Thursday, November 18, 2004

A PERPETUAL PRESENT

Here's the deal:

You want to go to university. You want to study English. You are young, and bright, and you are tired of dropping off both Khmers and foreigners at the front gates of schools that you have never dreamed of stepping foot inside, let alone attending.

But now you are dreaming, you see, and your dreams are big. Problem is, so are your children. And so is your wife, come to think of it, who is eight months pregnant.

Do you stop your job? Do you go to school full-time to ensure the prosperity of your future, thereby neglecting the realities of the present?

This is what a lot of Cambodians face. There are dozens of universities popping up all over, promising degrees, which they will undoubtedly deliver, with one small warning: DOES NOT GUARANTEE A JOB UPON GRADUATION. (Actually, the schools won't carry this warning, and everybody knows that anyways -- there are thousands of students, and hundreds of jobs, and those jobs that do exist will go to those with money and connections, period. You bet people are worried.)

So this is the thing -- it's easier to ride a motobike around and pick up people and drop them off than it is to go to school. Know what? It's more profitable, too. Once you graduate, and you get a government job, and you're on the path to respectability and progress and achievement, you are congratulated with a salary of about twenty U.S. dollars a month.

Know what a moto-taki driver (motodop) can make, if they're lucky?

More than twenty bucks. Not a lot more, no, but more. And when you have a pregnant wife, and crying, hungry kids, more is more, no matter what the amount.

I don't know what's going to happen to Cambodia. Nobody does. Women are getting a university education for the first time in who-knows-how-long, and the people, the young people, are certainly smarter than their elders; after all, all the really smart ones were decimated during the Khmer Rouge era.) There is still cheating and corruption amongst the young whippersnappers, of course, but that's par for the course. They are bright, and they motivated, and they have mouths to feed and families to make proud.

And yet...

There aren't a heck of a lot of jobs out here. And women are still second-class citizens. And Cambodia is still, first and foremost, an agricultural nation. None of the university educated young 'uns want to go back and work on the farm, however, because there's no money in that, no esteem in that, and besides, the government jobs have air conditioning. And who can blame them? But what that means is that nobody is really studying how to properly farm and irrigate and innovate this country, in rural terms; nobody, as far as I know, is interested in creating a structure that will allow the majority of Cambodians, those living in small villages and communes, to thrive and prosper and heck, maybe even feed their families. And, on top of that, the education system, pre-university, is abysmal. Everybody bribes their teachers. The teachers themselves are not educated. Nobody wants to teach in the rural areas because the money's no good. And the teachers themselves make only twenty, thirty bucks a month, which means that they have to get two, even three jobs, which means...

You get the point.

Cambodia's future is wide open.
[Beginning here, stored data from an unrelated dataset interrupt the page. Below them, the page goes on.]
PR #195, opened 2016-11-07
Add support for TCP.

boaks:
First approach. Requires californium "bugfix_tcp_notify".

### DIFF
--- a/leshan-client-cf/src/main/java/org/eclipse/leshan/client/californium/LeshanClient.java
+++ b/leshan-client-cf/src/main/java/org/eclipse/leshan/client/californium/LeshanClient.java
@@ -12,19 +12,30 @@
  * 
  * Contributors:
  *     Zebra Technologies - initial API and implementation
+ *     Bosch Software Innovations - add TCP endpoints
  *******************************************************************************/
 package org.eclipse.leshan.client.californium;
 
 import java.net.InetSocketAddress;
+import java.security.GeneralSecurityException;
+import java.security.cert.CertificateException;
+import java.security.cert.X509Certificate;
 import java.util.Collection;
 import java.util.Collections;
 import java.util.List;
 import java.util.concurrent.ConcurrentHashMap;
 
+import javax.net.ssl.SSLContext;
+import javax.net.ssl.TrustManager;
+import javax.net.ssl.X509TrustManager;
+
 import org.eclipse.californium.core.CoapServer;
 import org.eclipse.californium.core.network.CoapEndpoint;
 import org.eclipse.californium.core.network.config.NetworkConfig;
 import org.eclipse.californium.core.server.resources.Resource;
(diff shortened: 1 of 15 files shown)


leshan-client-cf/src/main/java/org/eclipse/leshan/client/californium/LeshanClient.java
```diff
@@ -153,6 +164,83 @@ protected Resource createRoot() {
         clientSideServer.add(new BootstrapResource(bootstrapHandler));
     }
 
+    public LeshanClient(final boolean tcp, final String endpoint, final InetSocketAddress localAddress,
```
boaks: OK, the client requires more work, But for very first tests, it should do it.

leshan-server-cf/src/main/java/org/eclipse/leshan/server/californium/impl/LeshanServer.java
```diff
@@ -140,6 +154,46 @@ public LeshanServer(final Set<Endpoint> endpoints, final ClientRegistry clientRe
         createServer(endpoints);
     }
 
+    public LeshanServer(final ClientRegistry clientRegistry, final SecurityRegistry securityRegistry,
```
boaks: Though the CoapEndpoint are highly depending on "internal" stuff, creating endpoints outside the LeshanServer is very complex (or impossible).

leshan-server-cf/src/main/java/org/eclipse/leshan/server/californium/impl/LeshanServer.java
```diff
@@ -162,24 +216,89 @@ public LeshanServer(InetSocketAddress localAddress, InetSocketAddress localSecur
...
+            final SecurityRegistry securityRegistry, final ClientRegistry clientRegistry,
+            final CaliforniumObservationRegistry observationRegistry) {
+
+        // secure endpoint
+        Connector connector = null;
+        NetworkConfig config = NetworkConfig.getStandard();
+        String algorithm = Security.getProperty("ssl.KeyManagerFactory.algorithm");
+
+        try {
+            KeyStore ks = KeyStore.getInstance("JKS");
```
boaks: Next to change ... 
And peer check on registration still missing.

boaks:
Hi,

this PR is not really intended to be merged, but I hope its a base for discussion 
(and may be someone will also use it for early  testing).

So it mainly contains two changes:
- remove explizit "secureEndpoint" and "noSecureEndpoint" and replace it with a "Set<Endpoint>"
  (BootstrapServer right now not done).
  Are there any objections against the set?

- remove the parameter for explizit secure and none secure endpoints and replace them with a list of URI
  (use "*" for any-interface).
  Are there any objections against using a list of URIs?

boaks:
More work done, functionality improved see #203

PR #196, opened 2016-11-07
use slf4j-simple in place of log4j2 for client

jvermillard:
log4j2 is not compatible with JRE embedded
so for the client it's preferable to use the lighter sl4j-simple


sbernard31:
If we do that we should remove the log4j2.xml config file and add a "simplelogger.properties" file.
(http://www.slf4j.org/api/org/slf4j/impl/SimpleLogger.html)

sbernard31:
Integrated in master (commit 18f3063b7b0f6efcb049410f7374aad6dd1b263d)

PR #197, opened 2016-11-07
Cluster improvement

jvermillard:
Implemented in multiple commit most of the improvement suggested in the "northbound api" PR

### DIFF
--- a/leshan-server-cluster/src/main/java/org/eclipse/leshan/server/cluster/LeshanClusterServer.java
+++ b/leshan-server-cluster/src/main/java/org/eclipse/leshan/server/cluster/LeshanClusterServer.java
@@ -15,8 +15,8 @@
  *******************************************************************************/
 package org.eclipse.leshan.server.cluster;
 
-import java.net.BindException;
 import java.net.URI;
+import java.net.URISyntaxException;
 
 import org.apache.commons.cli.CommandLine;
 import org.apache.commons.cli.DefaultParser;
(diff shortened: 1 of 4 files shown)


leshan-server-cluster/src/main/java/org/eclipse/leshan/server/cluster/LeshanClusterServer.java
```diff
@@ -30,30 +30,32 @@
...
+ * 
+ * Will start a LWM2M server which would be part of a large cluster group. This group of cluster node will share state
+ * and communicate using Redis. So they all need too be connected to the same redis server.
+ */
 public class LeshanClusterServer {
-    private static final Logger LOG = LoggerFactory.getLogger(LeshanClusterServer.class);
 
     private final static String USAGE = "java -jar leshan-server-cluster.jar [OPTION]";
-    private final static String FOOTER = "All options could be passed using environment variables.(using long option name in uppercase)";
+    private final static String FOOTER = "Question? Bug report? Eclipse Leshan : https://eclipse.org/leshan";
```
sbernard31: Why removing information about environment variable ?

leshan-server-cluster/src/main/java/org/eclipse/leshan/server/cluster/LeshanClusterServer.java
```diff
@@ -30,30 +30,32 @@
...
-        options.addOption("slh", "coapshost", true, "Set the local secure CoAP address.\nDefault: any local address.");
-        options.addOption("slp", "coapsport", true, "Set the local secure CoAP port.\nDefault: 5684.");
-        options.addOption("wp", "webport", true, "Set the HTTP port for web server.\nDefault: 8080.");
+        options.addOption("h", "help", false, "Display this help message.");
+        options.addOption("n", "instanceID", true, "Sets the unique identifier of this instance in the cluster.");
+        options.addOption("l", "coapaddressport", true,
+                "Sets the local CoAP bind address and port in form [IP]:[PORT].\n  Default: 0.0.0.0:5683.");
+        options.addOption("sl", "coapsaddressport", true,
+                "Sets the local secure CoAP bind address and port, same format.\n  Default: 0.0.0.0:5684.");
         options.addOption("r", "redis", true,
```
sbernard31: Using lh, lp, slh, slp was to be homogeneous with LeshanServerDemo, LeshanClientDemo and wakaama.

leshan-server-cluster/src/main/java/org/eclipse/leshan/server/cluster/LeshanClusterServer.java
```diff
@@ -77,83 +79,93 @@ public static void main(String[] args) {
 
         // Abort if unexpected options
         if (cl.getArgs().length > 0) {
-            System.out.println("Unexpected option or arguments : " + cl.getArgList());
+            System.err.println("Unexpected option or arguments : " + cl.getArgList());
```
sbernard31: I prefer using sys.err for error. I don't consider putting bad option as an error this seems to me a normal use case of a command line tool.

leshan-server-cluster/src/main/java/org/eclipse/leshan/server/cluster/LeshanClusterServer.java
```diff
@@ -77,83 +79,93 @@ public static void main(String[] args) {
...
             formatter.printHelp(USAGE, null, options, FOOTER);
             return;
         }
 
         // get cluster instance Id
-        String clusterInstanceId = System.getenv("INSTANCEID");
```
sbernard31: Why removing environment variable ?
(I better understand why environment information was removed above ^^)

leshan-server-cluster/src/main/java/org/eclipse/leshan/server/cluster/LeshanClusterServer.java
jvermillard: I think the number of option on the clluster node will grow so having 6 options for port/iface mapping was large.
and -slh -slp :grin: looks so simple. 
BTW I did it for reducing the number of port/address options (6) but then I removed the web port only config which is not only inconsistent (no iface config) but also unused. So we can go back to the previous solution if you remove the web port binding option.

leshan-server-cluster/src/main/java/org/eclipse/leshan/server/cluster/LeshanClusterServer.java
jvermillard: it's not an error but it stop the the processing. for me it's the definition of a fatal error.

jvermillard:
bytebuffer is a standard class (well tested) and wrap the byte[] an provide the needed methods for array.
I think you are prematurely optimizing. If we reimplement a class from the std lib I think we should have strong rationales.

leshan-server-cluster/src/main/java/org/eclipse/leshan/server/cluster/LeshanClusterServer.java
sbernard31: If we want to remove it. We should also remove it in bsserver-demo and server-demo. We should also change the script on the sandbox which use this envvar.

sbernard31:
Array.hashcode() and Array.equals is standard class too (well tested too).

sbernard31:
I integrated this changes on master 
(commit 37496e72fec9f38e5bcd149433ab217fb34299c2,  0e8518139beddb8dc5b2aea81f6439df7ca95435, ae582948f9800c99e36ec3355ba34d1b5ad792ff, 91b115d5f14914b32ac9bc1f220b8723253bf344,  61b9a9c66ceeddd2f23ffc35f5ace9b9fa46844c )
except for `bytebuffer.wrap`,  removing env var, unified lh/lp and  slh/slp.

ming2377:
Sorry, not clear if this is actually merged into master, seems some conflicts remain. Thanks.

sbernard31:
The comment above seems clear.
All is integrated excepted : bytebuffer.wrap, removing env var, unified lh/lp and slh/slp for reason exposed above.

I think removing env var, unified lh/lp and slh/slp could be done in another PR. (changing this for all Leshan command line tools) I create  issues about this #208, #209

I close this issue. 
Please feel free to reopen it or comment if it's still not clear

PR #203, opened 2016-11-11
Support tcp notifies

boaks:
A small next experimental step towards CoAP over TCP experience.

### DIFF
--- a/leshan-client-cf/src/main/java/org/eclipse/leshan/client/californium/LeshanClient.java
+++ b/leshan-client-cf/src/main/java/org/eclipse/leshan/client/californium/LeshanClient.java
@@ -12,19 +12,30 @@
  * 
  * Contributors:
  *     Zebra Technologies - initial API and implementation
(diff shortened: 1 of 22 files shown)


boaks:
Requires the californium branch "bugfix_tcp_notify", for those who want to try it.

sophokles73:
Is there a relation between adding TCP support and the original changes the `improve_builder` branch has been created for? My guess is that this should be done on a separate branch ...

boaks:
https://dev.eclipse.org/mhonarc/lists/leshan-dev/msg00615.html

`But what if we want to use a secure endpoint for coap and one for coap+tcp?
`

So my impression was, that the branch prepares for coap+tcp.
The first part of the work was to introduce a way to easier add endpoints (URI set), because they are more related to "leshan internals" then it seems from outside.
But, if you then just want to use "coap+tcp", then you will be faced, that the observe/notify needs to be fixed.

`My guess is that this should be done on a separate branch ...`

Cool, so how do I get such a branch?

PR #204, opened 2016-11-22
ContentFormat default value

peteryang:
I tested some LwM2m client for observing /objectid/instid/resourceid

LwM2m device does not set content format. WIth content format to be null, Leshan shows exception

### DIFF
--- a/leshan-server-cf/src/main/java/org/eclipse/leshan/server/californium/impl/CaliforniumObservationRegistryImpl.java
+++ b/leshan-server-cf/src/main/java/org/eclipse/leshan/server/californium/impl/CaliforniumObservationRegistryImpl.java
@@ -268,7 +268,7 @@ public class CaliforniumObservationRegistryImpl implements CaliforniumObservatio
                 LwM2mModel model = modelProvider.getObjectModel(client);
 
                 // get content format
-                ContentFormat contentFormat = null;
+                ContentFormat contentFormat = ContentFormat.TEXT;
                 if (coapResponse.getOptions().hasContentFormat()) {
                     contentFormat = ContentFormat.fromCode(coapResponse.getOptions().getContentFormat());
                 }
--- a/leshan-server-cf/src/main/java/org/eclipse/leshan/server/californium/impl/LwM2mResponseBuilder.java
+++ b/leshan-server-cf/src/main/java/org/eclipse/leshan/server/californium/impl/LwM2mResponseBuilder.java
@@ -352,7 +352,7 @@ public class LwM2mResponseBuilder<T extends LwM2mResponse> implements DownlinkRe
         LwM2mNode content;
         try {
             // get content format
-            ContentFormat contentFormat = null;
+            ContentFormat contentFormat = ContentFormat.TEXT;
             if (coapResponse.getOptions().hasContentFormat()) {
                 contentFormat = ContentFormat.fromCode(coapResponse.getOptions().getContentFormat());
             }
--- a/leshan-server-demo/pom.xml
+++ b/leshan-server-demo/pom.xml
@@ -86,10 +86,7 @@ Contributors:
     </dependencies>
     <build>
         <plugins>
-            <plugin>
-                <groupId>org.codehaus.mojo</groupId>
-                <artifactId>buildnumber-maven-plugin</artifactId>
-            </plugin>
+
             <plugin>
                 <groupId>org.apache.maven.plugins</groupId>
                 <artifactId>maven-assembly-plugin</artifactId>


sophokles73:
Hi Peter,

please follow the instructions in our [contribution guide](https://github.com/eclipse/leshan/blob/master/CONTRIBUTING.md) in order to sign the Eclipse CLA and make sure that your commits contain a correct *signed-off-by* footer.

sophokles73:
I agree that leshan should be able to handle the lack of a content format option in a better way than throwing an exception. However, the content format option is mandatory for the client (device) to set in its answers. So you might want to fix that in the XDK as well...

leshan-server-demo/pom.xml
```diff
@@ -86,10 +86,7 @@ Contributors:
     </dependencies>
     <build>
         <plugins>
-            <plugin>
-                <groupId>org.codehaus.mojo</groupId>
-                <artifactId>buildnumber-maven-plugin</artifactId>
-            </plugin>
+
```
sophokles73: why are you removing this plugin?

leshan-server-cf/src/main/java/org/eclipse/leshan/server/californium/impl/CaliforniumObservationRegistryImpl.java
```diff
@@ -268,7 +268,7 @@ public void onNotification(Request coapRequest, Response coapResponse) {
                 LwM2mModel model = modelProvider.getObjectModel(client);
 
                 // get content format
-                ContentFormat contentFormat = null;
+                ContentFormat contentFormat = ContentFormat.TEXT;
```
sophokles73: I do not think that this is the correct point in the code to fix the problem. At this point we are just dealing with a symptom. The lack of the content format option needs to be detected deeper down the stack when we receive a response from a client. According to the latest spec the content format is mandatory for clients to set in their responses, so we should think about a general strategy for dealing with this. I can imagine to reject or ignore such response messages (the spec doesn't seem to give any hint on this) or trying to *determine* or *guess* the content format from the payload ...

leshan-server-cf/src/main/java/org/eclipse/leshan/server/californium/impl/LwM2mResponseBuilder.java
```diff
@@ -352,7 +352,7 @@ private LwM2mNode decodeCoapResponse(final LwM2mPath path, final Response coapRe
         LwM2mNode content;
         try {
             // get content format
-            ContentFormat contentFormat = null;
+            ContentFormat contentFormat = ContentFormat.TEXT;
```
sophokles73: this seems to be the right place to deal with a missing content format. However, I am not sure that assuming TEXT is the right strategy.

sbernard31:
@sophokles73  is right, the spec say :
_"A Server WRITE request as well as a Client response message MUST specify a content type in using one of the supported Media Type."_

If there is an issue this is maybe in the way we handle this, but I'm not sure we can do something better than what we do now.

When the server receive a response, there is no way to send an error. we can just ACK to say we receive the message (if this is a confirmable response) and RST to stop this observe relation.

Currently we catch the error, we log it and  we return it to the application layer. The user is free to cancel or not the observation.

sophokles73:
@sbernard31,

so you're saying that the NPE that @peteryang observed is actually already caught and handled in the way you described it?

sbernard31:
I think so when I read the code, but I didn't test it, so maybe I'm wrong :).

@peteryang  could you provide the log about this NPE ?

peteryang:
@sbernard31, @sophokles73, 

SEVERE: Exception in protocol stage thread: The validated object is null
java.lang.IllegalArgumentException: The validated object is null
	at org.eclipse.leshan.util.Validate.notNull(Validate.java:222)
	at org.eclipse.leshan.util.Validate.notNull(Validate.java:205)
	at org.eclipse.leshan.core.node.codec.DefaultLwM2mNodeDecoder.decodeTimestampedData(DefaultLwM2mNodeDecoder.java:79)
	at org.eclipse.leshan.server.californium.impl.CaliforniumObservationRegistryImpl.onNotification(CaliforniumObservationRegistryImpl.java:278)
	at org.eclipse.californium.core.network.CoapEndpoint$NotificationDispatcher.onNotification(CoapEndpoint.java:568)
	at org.eclipse.californium.core.network.UdpMatcher$3.onResponse(UdpMatcher.java:417)
	at org.eclipse.californium.core.coap.Request.setResponse(Request.java:451)
	at org.eclipse.californium.core.server.ServerMessageDeliverer.deliverResponse(ServerMessageDeliverer.java:169)
	at org.eclipse.californium.core.network.stack.CoapUdpStack$StackTopAdapter.receiveResponse(CoapUdpStack.java:206)
	at org.eclipse.californium.core.network.stack.AbstractLayer.receiveResponse(AbstractLayer.java:103)
	at org.eclipse.californium.core.network.stack.AbstractLayer.receiveResponse(AbstractLayer.java:103)
	at org.eclipse.californium.core.network.stack.ObserveLayer.receiveResponse(ObserveLayer.java:146)
	at org.eclipse.californium.core.network.stack.AbstractLayer.receiveResponse(AbstractLayer.java:103)
	at org.eclipse.californium.core.network.stack.BlockwiseLayer.receiveResponse(BlockwiseLayer.java:322)
	at org.eclipse.californium.core.network.stack.AbstractLayer.receiveResponse(AbstractLayer.java:103)
	at org.eclipse.californium.core.network.stack.ReliabilityLayer.receiveResponse(ReliabilityLayer.java:265)
	at org.eclipse.californium.core.network.stack.AbstractLayer.receiveResponse(AbstractLayer.java:103)
	at org.eclipse.californium.core.network.stack.CoapUdpStack.receiveResponse(CoapUdpStack.java:145)
	at org.eclipse.californium.core.network.CoapEndpoint$InboxImpl.receiveResponse(CoapEndpoint.java:807)
	at org.eclipse.californium.core.network.CoapEndpoint$InboxImpl.receiveMessage(CoapEndpoint.java:709)
	at org.eclipse.californium.core.network.CoapEndpoint$InboxImpl.access$1000(CoapEndpoint.java:668)
	at org.eclipse.californium.core.network.CoapEndpoint$InboxImpl$1.run(CoapEndpoint.java:682)
	at org.eclipse.californium.core.network.CoapEndpoint$5.run(CoapEndpoint.java:858)
	at java.util.concurrent.Executors$RunnableAdapter.call(Executors.java:511)
	at java.util.concurrent.FutureTask.run(FutureTask.java:266)
	at java.util.concurrent.ScheduledThreadPoolExecutor$ScheduledFutureTask.access$201(ScheduledThreadPoolExecutor.java:180)
	at java.util.concurrent.ScheduledThreadPoolExecutor$ScheduledFutureTask.run(ScheduledThreadPoolExecutor.java:293)
	at java.util.concurrent.ThreadPoolExecutor.runWorker(ThreadPoolExecutor.java:1142)
	at java.util.concurrent.ThreadPoolExecutor$Worker.run(ThreadPoolExecutor.java:617)
	at java.lang.Thread.run(Thread.java:745)

leshan-server-cf/src/main/java/org/eclipse/leshan/server/californium/impl/LwM2mResponseBuilder.java
peteryang: I have tested other formats like OPAQUE and TLV. But it seems that TEXT has the most chance to decode successfully.

sbernard31:
I reread the code and I was wrong! For observation we don't handle it correctly.
We don't catch it and we don't make it accessible to the end user...

As @sophokles73 proposed, we should create an issue about that and close this PR.

FMPOV, we should handle response of observation like other response (catch+log+return it to application layer)

sophokles73:
@peteryang 

would you care to open an issue for this as proposed by me and @sbernard31 and close this PR?

peteryang:
new Issue is created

It's better than before, of course, unquestionably, but then again -- how can it not be better than genocide, or a foreign, Communist power ruling over your homeland? There are lots of signs of improvement here. You have to look closely, true, but they're there, nevertheless.

But there is still that moto-taxi driver, you see. He wants an education. He wants to learn about the world, and English, and the world beyond Cambodia. But he has a wife, and family, and while nobody likes to drive around Phnom Penh at midnight, tracking down backpackers, hoping to give them a lift, the present will always win out over the future, every time, and that's what worries me about this country the most -- it's in a perpetual present, until that unknown point in time when the future catches up with everyone, and by then, you see, it's too late.